Nadal won it, 6-3, 7-5, 6-4, as Berdych's nerves, game, or both failed him at inconvenient times. Thus Nadal became the first man since Bjorn Borg to complete the Channel Slam (back-to-back wins at Roland Garros and Wimbledon) more than once in the Open era. It wasn't very long ago that Borg's accomplishment seemed untouchable, not just because of Borg's game but—in theory—because of essential transformations in the game itself. Now, Nadal and Roger Federer have each done it. As Nadal said in his presser, "It didn't happen since Borg (1980), and now it happened for the past three years. How crazy is life?"

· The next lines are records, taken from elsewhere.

PR #418, opened 2025-04-07
Feature "Symbol groups", and more changes.

alexanderNB:
This adds a new setting called "Symbol groups", Here you can, much like how snippet variables work, create different symbol groups which is parsed into Snippet Variables and another new setting that I will talk about in a bit.
As an example if you in the symbol groups setting have:
{
    "{GREEK}": "alpha|beta|gamma"
}

And then in the snippet variables setting have:

{
	"${GREEK}": "{GREEK}|Gamma|delta|..."
	"${OTHER_SNIPPET_VARIABLE}": "{GREEK}|sin|cos"
}

Then that would be the exact same as writing:
{
	"${GREEK}": "alpha|beta|gamma|Gamma|delta|..."
	"${OTHER_SNIPPET_VARIABLE}": "alpha|beta|gamma|sin|cos"
}

This allows for more detailed descriptions of snippet variables, which might even only be used at one location in the actual snippets.

I have made changes to default_snippets.js, default_snippet_variables.js and added default_symbol_groups.js to showcase how this new system improves upon the old one.

Before I had issues with the old default snippet variables, as they where in no way descriptive of what they actually did, and maybe you would want a specific symbol in one of the cases where it uses "${SYMBOL}" but not in the other. But I could also see how in the old system it would have been really cluttered to split them. The ${GREEK}: "{GREEK}" default snippet variable I have mainly kept to show that it's allowed to call a snippet variable value "the same" as the symbol groups. 

Another reason why I wanted to build this system is that it annoyed me, to a reasonable degree, that in the autofraction.ts code there was a system that made greek symbols also come under the fractions. E.g
"\\alpha a/b" -> "\\frac{\\alpha a}{g}" which is a great system, but it was hardcoded to only greek symbols, so a new setting I have made called "Included symbols", now allows you to define which symbols this would work for. This setting will also use symbol groups
By default I have set it to:
{GREEK}|{SYMBOL}
Which means that all of the symbols in those two symbol groups will allow for this same functionality.

I have also made a few other changes such making the snippet variable also work in the `replacement` of a snippet, but only if it's a function, by default this is used in a snippet which takes care of auto letter subscript.

The UI of the snippet variables, and symbol groups, settings now look better, it's close to how the snippets editor looks, with a few minor changes. Under the snippet variables editor, I have also included a preview button, which allows you to see how the snippet variables actually look, after symbol groups have been inserted.


superle3:
Probably should mention it in the docs and not readme. Snippet variables make writing snippets easier but it doesn't affect how you write latex and is more an advanced feature.

superle3:
Hi, 
Thank you for making this PR.

I'll try to review this pr and the other open prs as soon as possible, but it may take me some time due to the amount.

Though before I review I would like you to clarify some things.

> I have also made a few other changes such making the snippet variable also work in the replacement of a snippet, but only if it's a function, by default this is used in a snippet which takes care of auto letter subscript.

Why is this a macro instead of passing it onto the function? The macro could cause a parsing issue (though probably not likely) and it's also unnecessarily complex.


> This adds a new setting called "Symbol groups", Here you can, much like how snippet variables work, create different symbol groups which is parsed into Snippet Variables and another new setting that I will talk about in a bit.

It's that I'm more programmer oriented than user so this might be biased, but isn't this better handled by using JavaScript variables? If one uses an external file they can structure the code however they want and it doesn't add extra complexity. (You can also do it in the editor with an iffe, but at that point the syntax highlighting of an editor is preferable).

superle3:
With #568 I don't believe this would be the right direction anymore and more inclined to handle it by js instead.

But let's get back to those critical moments in the match. With his punishing serve and quick-strike groundstrokes, Berdych is capable of holding serve until the cows, or John Isner and Nicolas Mahut, come home. But Nadal broke Berdych twice in the first set, and in the second set Nadal broke Berdych in what arguably was the most critical game of the match: the 13th. Had Berdych held there, the set would have gone to the tiebreaker and, against a guy like Berdych, that's always a crapshoot. Nadal also broke Berdych in what would be the final game of the match to clinch it 6-4.

You could argue that Berdych's greatest miscalculation was his stubborn refusal to go to a Plan B when Plan A (engaging Nadal in stock baseline-based play) clearly failed. But in each of the last two sets, Berdych matched Nadal, hold for hold, until deep into the set. So in the end, you can just as easily put down his loss to a failure of nerve. He failed to play the big points well. Berdych was 0 for 5 in break points, compared to Nadal's 4 for 6. If someone had told you before the match that there would be no tiebreakers, you would have known it would hardly be worth watching. Going into the match, Berdych had lost just seven service games; today he lost four, nearly 50 per cent of his tournament total.

But Nadal was broken just eight times in this tournament, a statistic that points to his serving efficiency as well as his generally high level of execution. After all, Nadal's 54 aces is barely half the number served up at Wimbledon by his final opponent (111). Berdych finished second on the ace list (behind John Isner, who served all of his in one match); Nadal finished tied for 22nd.

Still, as Toni Nadal, Rafa’s uncle and coach, told us about his nephew's general level of play: "It was as good as 2008. Maybe better, because he improve some things, like his serve."

Nadal's well-placed lefty slice, less effective for its pop than for its shrewd placement, has made his life easier on grass. But he wins on the surface for the same reason as the former player he most resembles, Borg. It's all about the legs. As he said, "I think I have very good thing for player here on grass—movement. I move well on the court, and that's a very important part of the game."

No secrets there. Berdych begged to differ and put it simply: "His biggest weapon is his left hand. It's not many players like that. It's really tough, you know, to find the right rhythm."

102617131And it's that much tougher when the most basic strength of your opponent exposes your most basic weakness. In this case, the quickness of Nadal matched with the relatively poor movement of Berdych. As the match wore on, Berdych's defense looked weaker and weaker; by the late stages, he was pushing feeble sliced backhands which, when they did make it over the net, were easy pickings for the swift Nadal.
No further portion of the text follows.